The Corinthian church had a lot of issues. There were theological questions, moral problems, and divisions in the church. One of the things that Paul addressed was fighting caused by spiritual gifts. Some Christians in Corinth were exalting themselves, saying, “Oh, my gifts are better.” They were neglecting others in the church.
So Paul emphasized that every member of the body is gifted by the Lord in unique ways. Each member plays a role. And he makes it clear that it wasn’t just the apostles who had these miraculous spiritual gifts in the first century. But members of the church wondered, “Do I have to speak in tongues to be saved, or is it at least a sign that I’m truly saved?” Paul says no. Not every believer has the same gift.
But are these miraculous gifts still for followers of Jesus today? My view is that those gifts passed out of the ordinary life of the church as the word of God continued to advance and local churches were established. You don’t read in 1 Timothy 3 or Titus 1 the qualifications for prophets within the New Covenant community. But you do have the qualifications for elders and deacons. It seems like those are going to be the ordinary officers in the life of the church—not prophets who receive revelations directly from God.
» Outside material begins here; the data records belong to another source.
PR #47, opened 2026-05-11
perf(eager): view-on-device + fp16 fixes + 64-elem align-fallback

rebel-chanheo:
## Summary

Lands the view-on-device generic detector, the fp16 quirk handling discovered while validating it, the align-fallback that recovers the LLaMA-1B rotary regression introduced by view-on-device, and a BFS shape-key cache that brings prefill below the pre-regression sweet spot. Stacked on top of #46 (V4 foundation).

This is PR 2 of 3 stacked PRs:
- **#46** Foundation — V4 shim + warm cache + borrow + native factory + cpu_fallback perf
- **#47 (this PR)** View-on-device + fp16 quirks + align-fallback + BFS geometric-key cache + custom float tolerance
- **#48** Bench harness + c10::rbln borrow unify + constraint pin to rebel-compiler `045b3ed0`

## BFS geometric-key cache (added on top of align-fallback)

Zero-base profile on the post-align-fallback HEAD identified `_bfs_search_recipe` as the dominant prefill cost: 48 BFS calls at ~93 ms cumulative each = **4.5 s of 12.9 s prefill (33%)**. The detector's output is a function of metadata alone (data_ptr / Tensor._version do not affect the search), so a geometric-only cache key `(base.size, base.stride, t.size, t.stride, t.storage_offset)` is sound.

A prior G1 prototype keyed by `(data_ptr, _version, size, stride, offset)` never hit across layers (data_ptr differs per storage); the geometric key collapses LLaMA-1B's ~3 unique view patterns to 3 cache entries that 16 layers all hit.

Measured on rebel-compiler 045b3ed, LLaMA-1B prompt=32 / decode=8:
- Prefill wall:   12.92 s → **8.91 s**  (**-31%**)
- Decode wall:    360.8 → 355.0 ms (-1.6%, within noise)
- BFS calls:      48 → 3 (-94%)
- Cache hit rate: **93.8%** (45 hits / 3 misses / 3 unique keys)

## View-on-device regression and its fix

`feat(view-on-device): generic detector + simulation + blacklist + cache key fixes` introduces a BFS-based view-recipe detector that emits FX `aten::expand/permute/narrow` ops so the view materialization runs on-device. It is a significant feature for graph-mode workloads but causes a measured **+155% / +183%** prefill/decode regression on LLaMA-1B eager mode — `rotary_rotate_half` accounts for 87-89% of the regression mass.

Mechanism (root cause confirmed by IR dump):

```
main fn: cast(f16→custom float) → device_fn(strided_slice+negative) → depad(-32) → cast(custom float→f16)
```

The `strided_slice` device-lowers fine, but the surrounding `contrib_dummy_cast` (f16↔custom float) and `contrib_aligned_pad(-32)` (64-align depad) lack RTOSA device-lowering and always go through the host transform path.

`perf(view-on-device): route 64-elem-unaligned single-tensor ops through cpu_fallback` routes single-tensor ops whose last-dim element count is not a multiple of 64 through `cpu_fallback_path` instead. Recovers rotary_rotate_half decode by **-98%** without disabling view-on-device for the workloads where it pays off.

## fp16 quirks

- `fix(view-on-device): reject 0-dim base in view recipe detector` — autograd bprop's `scalar.expand(N)` triggered rebel-compiler `build_internal` abort on fp16.
- `fix(view-on-device): materialize view inputs for comparison ops` — eq/ne/lt/gt on view inputs hit the same IR abort pattern.
- `fix(div): route fp16 div trunc/floor through cpu_fallback` — rebel-compiler host-fused trunc_divide misalignment; reproducer at `docs/bug_reports/rebel_host_fused_trunc_divide_wrong_rows.py`.
- `fix(test_out): work around RBLN fp16 -inf eq/sub quirk via CPU compare` — fp16 `-inf` comparison via `eq/sub` returns wrong polarity on device.
- `test(rbln): root-cause notes for fp16 skips (view-on-device IR aborts)` — three remaining narrowly-scoped skips with documented leads.
- `test(view-on-device): custom float-aware fp16 tolerance for non-zero offset tests` — view-on-device's cast(f16↔custom float) round-trip introduces ~1 ULP drift per elementwise op; multi-stage view chains in `test_non_zero_storage_offset.py` accumulate the drift and trip default-tight tolerance. Adds the same custom float tolerance pattern that 30584d2 added for `test_ops.py`, scoped at the base TestCase class. Result: **10 failed → 0 failed**.

## Correctness fixes

- `fix(cpu_fallback): classify Tensor? args in schema-typed arg_kind dispatch` — `OptionalTensor` kind missing from V4 shim's schema-typed dispatch.
- `fix(warm-cache): bypass on non-contiguous out= dispatch` + `fix(rbln): correct out= shape handling on warm-cache and cpu-fallback paths`.

## Measurements

LLaMA-1B eager (n=5):

| Stage   | Pre-`73e84fc` (`ca82126`) | Post-`73e84fc` + previous fixes | + align-fallback | **+ BFS cache (this PR final)** |
|---------|--------------------------:|-------------------------------:|---------------------------:|---------------------------:|
| Prefill | 9180 ms                   | 24428 ms (+166%)               | 12410 ms (-49%)            | **8906 ms** (-3% vs `ca82126`) |
| Decode  | 446 ms                    | 1324 ms (+197%)                | 403 ms (-69%)              | **355 ms** (-21% vs `ca82126`) |
| rotary_rotate_half decode | 70 ms             | 862 ms (+1131%)                | 13 ms (-98%)               | 13 ms |

The new BFS-cache commit brings prefill below the `ca82126` sweet spot. The remaining gap to graph mode (eager 8.9 s / graph 34 ms) lives in the rebel-runtime `EnsureSyncedOnPhysicalView` path (prep_in/prep_out 99.5-99.8% of warm-hit cost) and is tracked as R1-R4 escalation on the rebel-compiler side.

## Test status

- `test/rbln/` + `test/internal/` smoke (1199 tests including the storage-offset suite the tolerance commit fixes): **1199 pass, 1 skip, 0 fail**.
- A prior version of this PR description incorrectly described 10 `test_non_zero_storage_offset.py` failures as pre-existing. Re-verified on `chan/perf-foundation` (PR #46 base): those tests pass there. The failures were introduced by `73e84fc` view-on-device and are now fixed by the custom float-aware tolerance commit added in this PR.
- Other broad-run failures (fp16 `test_op_caching`, `test_eager_matches_graph`, c10d_rbln_ccl) ARE pre-existing on `rblnsw/dev` HEAD — verified directly.

## Risk + revert plan

- BFS cache revert: pure Python rollback, no ABI impact.
- Align-fallback revert: 23-line `ops_utils.py` rollback.
- View-on-device revert: rolls back to `chan/perf-foundation` foundation.
- Tolerance fix revert: re-introduces the 10 test_non_zero_storage_offset failures but no production regression.

### DIFF
--- a/torch_rbln/csrc/rbln/DispatchShim.cpp
+++ b/torch_rbln/csrc/rbln/DispatchShim.cpp
@@ -125,9 +125,15 @@ struct SchemaCache {
   bool populated = false;
   bool is_align_sensitive = false; // op name in align_sensitive_ops() set
   bool is_broadcast_op = false; // op may broadcast tensor args (mul/add/sub/...).
-                                 // When true, build_cache_key uses post-broadcast
-                                 // shapes and try_warmcache_hit broadcasts inputs
-                                 // before passing data_ptrs to PrepareInputs.
+                                 // When true, ``try_warmcache_hit`` decides
+                                 // per-call (via ``needs_last_dim_one_broadcast``)
+                                 // whether to materialize the post-broadcast
+                                 // contig buffers before passing data_ptrs to
+                                 // PrepareInputs. ``build_cache_key`` always
+                                 // uses RAW input shapes regardless — keying on
+                                 // post-broadcast shapes earlier caused
+                                 // (4,8,16)+() and (4,8,16)+(4,8,1) to collide
+                                 // on a single key (2026-04-30).
 };
 
 struct ShimEntry {
@@ -511,44 +517,6 @@ inline bool all_input_shapes_equal(torch::jit::Stack* stack, const SchemaCache& 
     }
   }
   return true;
-}
-
-// For broadcast ops, compute the broadcast shapes that the runtime was
-// compiled for. For non-broadcast ops, returns empty (caller uses raw shapes).
-// On any error (mismatched shapes, etc.) returns empty too — caller falls
-// back to raw shapes which will likely runtime_failed and erase, but that's
-// no worse than current behavior.
-std::vector<std::vector<int64_t>> compute_broadcast_shapes(
-    torch::jit::Stack* stack, const SchemaCache& cache) {
-  std::vector<std::vector<int64_t>> result;
-  if (!cache.is_broadcast_op) return result;
-  // Fast-path: all tensor inputs already same shape → no broadcast needed,
-  // raw shapes are correct keys. Skip the expensive at::broadcast_tensors call.
-  if (all_input_shapes_equal(stack, cache)) return result;
-  auto arguments = torch::jit::last(stack, cache.num_args);
-  std::vector<at::Tensor> tensor_args;
-  std::vector<size_t> tensor_arg_indices;
-  for (size_t i = 0; i < cache.num_args; ++i) {
-    const auto& iv = arguments[i];
-    if (!iv.isTensor()) continue;
-    const auto& t = iv.toTensor();
-    if (!t.defined()) continue;
-    if (cache.is_write_alias[i]) continue;
-    tensor_args.push_back(t);
-    tensor_arg_indices.push_back(i);
-  }
-  if (tensor_args.size() < 2) return result;  // no broadcast needed
-  std::vector<at::Tensor> broadcasted;
-  try {
-    broadcasted = at::broadcast_tensors(tensor_args);
-  } catch (...) {
-    return result;
-  }
-  result.reserve(broadcasted.size());
-  for (const auto& bt : broadcasted) {
-    result.emplace_back(bt.sizes().begin(), bt.sizes().end());
-  }
-  return result;
 }
 
 // Build a WarmCache::CacheKey from the current stack's last num_args IValues.


rebel-chanheo:
⚠️ This PR was **auto-marked merged by GitHub** when `chan/perf-foundation` was force-pushed to include this PR's original head commit (`dfa5799`) in its history — not via the merge button.

### What actually happened

CI on the standalone #46 head was failing on 4 core tests + 14 ops tests because the warm-cache + dispatch-shim + cpu_fallback foundation on #46 needs the view-on-device + Optional[Tensor] dispatch + non-contig out= + fp16 div/eq quirks fixes that originally lived here. To unblock #46, the bulk of this PR's commits were moved onto `chan/perf-foundation`:

- The 16 fix + test commits (view-on-device detector, Optional[Tensor] arg_kind, warm-cache non-contig out, fp16 div/eq quirks, etc.) are now on **PR #46** as untouched commit SHAs.
- The 3 perf-only commits (`b134ac3` 64-elem align-fallback, `8b33e37` BFS geometric-key cache, `0fa6593` non-zero offset fp16 tolerance test) are split into **PR #52** stacked on top of the new `chan/perf-foundation`.

### Verification

- Tree of new `chan/perf-foundation` = original `dfa5799` (this PR's head) **minus** the 3 perf commits' diffs.
- 3 explicit `Revert` commits sit at the tail of new `chan/perf-foundation` so the change is auditable.
- PR #52 cherry-picks the 3 perf commits back on top with `--allow-empty` semantics; tree of PR #52 head = original `dfa5799` (bit-identical, including formatting).

### Net effect for reviewers

- **PR #46**: foundation + view-on-device + fp16 fixes → CI-stable on its own.
- **PR #52**: 3 perf optimizations only — easy to review independently.
- This PR (#47): superseded; nothing to do here.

So I don’t think that you have prophets today walking around like you did in the days of Jeremiah and Isaiah or in this transitional period in the New Testament church. These sign gifts were meant to help fix people’s eyes on the gospel and the forgiveness of sins. That’s why God was working in this miraculous way at this stage of redemptive history, when the gospel was first going out. Hebrews 2:3–4 says, “How shall we escape if we neglect such a great salvation? It was declared at first by the Lord, and it was attested to us by those who heard, while God also bore witness by signs and wonders, and various miracles and by gifts of the Holy Spirit distributed according to His will.”
In other words, what was the purpose of those miracles and those gifts of the Holy Spirit? It was to bear witness to the message of salvation in Jesus Christ. That’s what needs to be central in Christian ministry. The message of Christ crucified for the forgiveness of our sins. That’s what we should hear about every single week when we gather together with the people of God.
It’s that message that the gifts of the Holy Spirit in the first-century church were meant to bolster. And so can God work in extraordinary ways today? Yes, he can, if he chooses to. But ordinarily, he works through the faithful preaching of Scripture.